According to the Maryland Center for History and Culture (MdHS), Benjamin Banneker was a self-taught, free African American tobacco farmer, whose brilliance in astronomy and mathematics garnered the attention of the most powerful white men in the new nation. With the approval of Thomas Jefferson, Andrew Ellicott enlisted Banneker to assist in surveying the territory which was to become the District of Columbia. After the survey's completion, Banneker would go on to engage in a correspondence with Jefferson about the equal abilities of men of African descent.
In 1994, historians preparing a National Register of Historic Places registration form for the Pierre L'Enfant plan of the City of Washington wrote that 40 boundary stones laid at one-mile intervals had established the district's boundaries based on Banneker's celestial calculations. Among many recognitions, Banneker has been honored with a commemorative stamp, has had schools and parks named after him, and has been the subject of numerous books.
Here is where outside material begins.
PR #676, opened 2019-05-29
Add a one minute cache to `ClusterFacade.getTablesForKeyspace(..)`

michaelsembwever:
- If the cluster is remote then a lot of time to  `RepairRunResource.listRepairRuns(..)` is taken by the jmx calls behind `ClusterFacade.getTablesForKeyspace(..)`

According to MdHS, which owns copies of the original Banneker almanacs and is in possession of the Banneker's handwritten astronomical journal, Banneker was the grandson of an African slave named Bannaka and an English woman named Molly Welsh. Molly was a former indentured servant who purchased Bannaka and another slave upon her release from servitude, as she needed help working her tobacco farm. A 2002 biography of Benjamin Banneker from Charles A. Cerami explored this ancestry further and reported that Bannaka (Benjamin's grandfather) was a member of the Dogon Tribe, perhaps even royalty.
The Dogon people are an African tribal population of 400,000 to 600,000 native to Mali, most of whom live in the hills and mountains of the Bandiagara escarpment. Beginning in the 1930s French anthropologists Marcel Griaule and Germaine Dieterlin began studying the Dogon people, and their findings prompted further authors to report significant mathematical, scientific and astronomical knowledge dating back hundreds of years – especially surrounding their detailed knowledge of the star system Sirius, which is made up two separate stars: Sirius A and Sirius B. This is notable as it wasn't until 1862 that the American astronomer Alvan Clark deduced the existence of Sirius B using a telescope, among the most advanced for that era. And, it was not until 1970 that there was confirmation of the existence of this star, never mind a photograph of it. Yet the Dogon people apparently knew this information hundreds of years beforehand, calling the Siruis B star by the name of "Po Tolo."